*REQUIRED ACTION*: Retype all of the entries exactly as they appear.

*PROVIDED INFORMATION*:
PR #1617, opened 2021-09-24
Prevent crash in ReceiveVideoInputTask when there is no video track

ltrung:
**Description of changes:**
Add safeguard in `ReceivedVideoInputTask` to prevent crashing when video input stream does not contain any video track.
For example, this can happen when there is a race condition between `StartLocalVideoTile` and `StopLocalVideoTile`.

**Testing**

- In meeting demo, turn on and off video filter in rapid succession.
- Verify that there is no error

### DIFF
--- a/src/task/ReceiveVideoInputTask.ts
+++ b/src/task/ReceiveVideoInputTask.ts
@@ -56,6 +56,13 @@ export default class ReceiveVideoInputTask extends BaseTask {
     this.context.activeVideoInput = videoInput;
     if (videoInput) {
       const videoTracks = videoInput.getVideoTracks();
+      // There can be a race condition when there are several audioVideo.update calls (e.g., calling
+      // startLocalVideoTile and stopLocalVideoTile at the same time)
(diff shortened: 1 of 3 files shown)


michhyun1 (dismissed):

src/task/ReceiveVideoInputTask.ts
```diff
@@ -56,6 +56,9 @@ export default class ReceiveVideoInputTask extends BaseTask {
     this.context.activeVideoInput = videoInput;
     if (videoInput) {
       const videoTracks = videoInput.getVideoTracks();
+      if (!videoTracks || videoTracks.length === 0) {
```
hensmi-amazon, line 59: Can you mention the race condition here in a comment, since its kinda an unusual check (and most people don't like to `git blame` -> read PRs :P.  Also if that race condition occurs we will eventually recover right?  even if we no-opped here.

michhyun1 (approved):

PR #1624, opened 2021-09-28
Fix release script to add missing captureOutputPrefix param for SDK demo app

anuranduttaroy:
**Issue #:** NA

**Description of changes:**
Fix release script to add missing captureOutputPrefix param for SDK demo app. This was causing the demo app deployed for the release testing to not have the `captureOutputPrefix` and resulted in not creating S3 buckets and hence media capture did not start.

**Testing**

Yes.

This can be verified before the next release.

No. This is just a change in the release script. 

NA

NA


xuesichao (approved):
Thanks for your fixing!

*SOLUTION BELOW*:
PR #1617, opened 2021-09-24
Prevent crash in ReceiveVideoInputTask when there is no video track

ltrung:
**Description of changes:**
Add safeguard in `ReceivedVideoInputTask` to prevent crashing when video input stream does not contain any video track.
For example, this can happen when there is a race condition between `StartLocalVideoTile` and `StopLocalVideoTile`.

**Testing**

- In meeting demo, turn on and off video filter in rapid succession.
- Verify that there is no error

### DIFF
--- a/src/task/ReceiveVideoInputTask.ts
+++ b/src/task/ReceiveVideoInputTask.ts
@@ -56,6 +56,13 @@ export default class ReceiveVideoInputTask extends BaseTask {
     this.context.activeVideoInput = videoInput;
     if (videoInput) {
       const videoTracks = videoInput.getVideoTracks();
+      // There can be a race condition when there are several audioVideo.update calls (e.g., calling
+      // startLocalVideoTile and stopLocalVideoTile at the same time)
(diff shortened: 1 of 3 files shown)


michhyun1 (dismissed):

src/task/ReceiveVideoInputTask.ts
```diff
@@ -56,6 +56,9 @@ export default class ReceiveVideoInputTask extends BaseTask {
     this.context.activeVideoInput = videoInput;
     if (videoInput) {
       const videoTracks = videoInput.getVideoTracks();
+      if (!videoTracks || videoTracks.length === 0) {
```
hensmi-amazon, line 59: Can you mention the race condition here in a comment, since its kinda an unusual check (and most people don't like to `git blame` -> read PRs :P.  Also if that race condition occurs we will eventually recover right?  even if we no-opped here.

michhyun1 (approved):

PR #1624, opened 2021-09-28
Fix release script to add missing captureOutputPrefix param for SDK demo app

anuranduttaroy:
**Issue #:** NA

**Description of changes:**
Fix release script to add missing captureOutputPrefix param for SDK demo app. This was causing the demo app deployed for the release testing to not have the `captureOutputPrefix` and resulted in not creating S3 buckets and hence media capture did not start.

**Testing**

Yes.

This can be verified before the next release.

No. This is just a change in the release script. 

NA

NA


xuesichao (approved):
Thanks for your fixing!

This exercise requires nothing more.